#### [Instructions to follow]
How many lines in the entries below contain "import"? Answer with the number only.

(Dataset entries)
□ □ □

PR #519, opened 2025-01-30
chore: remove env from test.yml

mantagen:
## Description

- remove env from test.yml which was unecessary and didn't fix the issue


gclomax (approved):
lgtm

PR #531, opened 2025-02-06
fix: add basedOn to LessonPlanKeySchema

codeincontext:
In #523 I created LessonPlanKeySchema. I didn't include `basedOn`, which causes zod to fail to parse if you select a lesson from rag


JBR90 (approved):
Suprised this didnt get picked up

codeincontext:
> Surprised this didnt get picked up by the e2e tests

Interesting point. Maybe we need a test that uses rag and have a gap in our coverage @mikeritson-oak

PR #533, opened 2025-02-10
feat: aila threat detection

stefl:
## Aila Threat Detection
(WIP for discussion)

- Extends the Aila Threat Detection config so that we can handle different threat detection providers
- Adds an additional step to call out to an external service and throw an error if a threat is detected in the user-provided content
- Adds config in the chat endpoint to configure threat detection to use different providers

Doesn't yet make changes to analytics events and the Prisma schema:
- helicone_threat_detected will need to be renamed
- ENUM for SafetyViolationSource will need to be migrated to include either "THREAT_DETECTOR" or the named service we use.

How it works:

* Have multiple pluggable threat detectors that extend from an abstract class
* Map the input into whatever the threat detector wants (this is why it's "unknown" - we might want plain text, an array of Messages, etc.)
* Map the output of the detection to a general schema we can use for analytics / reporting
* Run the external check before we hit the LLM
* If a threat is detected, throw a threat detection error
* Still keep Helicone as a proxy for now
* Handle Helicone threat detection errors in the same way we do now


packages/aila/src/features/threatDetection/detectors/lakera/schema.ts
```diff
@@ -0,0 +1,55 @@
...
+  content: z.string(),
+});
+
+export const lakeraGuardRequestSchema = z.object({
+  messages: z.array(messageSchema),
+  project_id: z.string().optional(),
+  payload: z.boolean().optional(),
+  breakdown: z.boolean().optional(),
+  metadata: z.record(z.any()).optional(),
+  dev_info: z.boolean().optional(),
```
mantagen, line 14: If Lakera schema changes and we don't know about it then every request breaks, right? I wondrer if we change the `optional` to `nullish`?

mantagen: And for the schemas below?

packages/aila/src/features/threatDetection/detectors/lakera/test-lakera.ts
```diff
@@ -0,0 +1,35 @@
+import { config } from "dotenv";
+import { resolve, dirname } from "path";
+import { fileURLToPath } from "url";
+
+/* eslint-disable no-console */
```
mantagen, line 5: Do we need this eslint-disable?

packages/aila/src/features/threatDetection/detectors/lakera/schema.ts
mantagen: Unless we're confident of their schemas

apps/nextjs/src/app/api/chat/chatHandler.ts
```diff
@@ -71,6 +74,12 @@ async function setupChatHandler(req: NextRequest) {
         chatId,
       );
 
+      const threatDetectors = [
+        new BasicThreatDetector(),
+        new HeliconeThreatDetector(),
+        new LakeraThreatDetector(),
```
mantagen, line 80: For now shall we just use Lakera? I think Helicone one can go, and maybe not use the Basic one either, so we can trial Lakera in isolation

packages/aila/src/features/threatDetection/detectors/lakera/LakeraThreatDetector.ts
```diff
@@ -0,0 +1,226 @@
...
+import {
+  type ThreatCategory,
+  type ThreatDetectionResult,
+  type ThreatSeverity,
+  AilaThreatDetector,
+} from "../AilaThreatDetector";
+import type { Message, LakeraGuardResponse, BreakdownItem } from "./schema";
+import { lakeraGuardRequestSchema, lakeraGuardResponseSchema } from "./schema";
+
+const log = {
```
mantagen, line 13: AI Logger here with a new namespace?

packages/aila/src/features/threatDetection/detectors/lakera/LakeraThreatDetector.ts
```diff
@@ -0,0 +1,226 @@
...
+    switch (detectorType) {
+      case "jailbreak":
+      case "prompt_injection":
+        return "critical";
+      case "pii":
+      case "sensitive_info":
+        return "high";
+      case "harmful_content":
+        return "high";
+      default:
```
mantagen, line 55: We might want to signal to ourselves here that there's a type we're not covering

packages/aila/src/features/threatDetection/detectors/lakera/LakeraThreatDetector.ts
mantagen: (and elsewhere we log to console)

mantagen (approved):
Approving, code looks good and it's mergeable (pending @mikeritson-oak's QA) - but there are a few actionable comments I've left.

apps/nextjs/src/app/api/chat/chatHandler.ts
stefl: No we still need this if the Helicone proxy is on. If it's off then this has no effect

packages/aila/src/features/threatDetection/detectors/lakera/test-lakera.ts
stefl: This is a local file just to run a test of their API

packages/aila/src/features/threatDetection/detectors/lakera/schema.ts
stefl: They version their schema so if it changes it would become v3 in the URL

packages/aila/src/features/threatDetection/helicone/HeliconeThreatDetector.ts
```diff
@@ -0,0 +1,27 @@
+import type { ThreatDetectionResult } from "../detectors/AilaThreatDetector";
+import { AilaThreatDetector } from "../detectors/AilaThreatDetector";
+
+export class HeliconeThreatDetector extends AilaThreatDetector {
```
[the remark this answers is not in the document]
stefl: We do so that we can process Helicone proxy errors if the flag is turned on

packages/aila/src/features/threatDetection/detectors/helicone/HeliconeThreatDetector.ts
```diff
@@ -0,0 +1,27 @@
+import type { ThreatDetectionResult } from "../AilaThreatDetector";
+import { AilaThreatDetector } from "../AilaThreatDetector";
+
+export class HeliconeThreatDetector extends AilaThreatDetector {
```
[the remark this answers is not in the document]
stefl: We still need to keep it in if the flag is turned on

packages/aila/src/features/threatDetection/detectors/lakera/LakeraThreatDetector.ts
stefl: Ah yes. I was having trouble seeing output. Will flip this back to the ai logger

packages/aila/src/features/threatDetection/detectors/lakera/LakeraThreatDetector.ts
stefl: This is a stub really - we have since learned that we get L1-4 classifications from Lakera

□ □ □

#### [Finished exercise]
10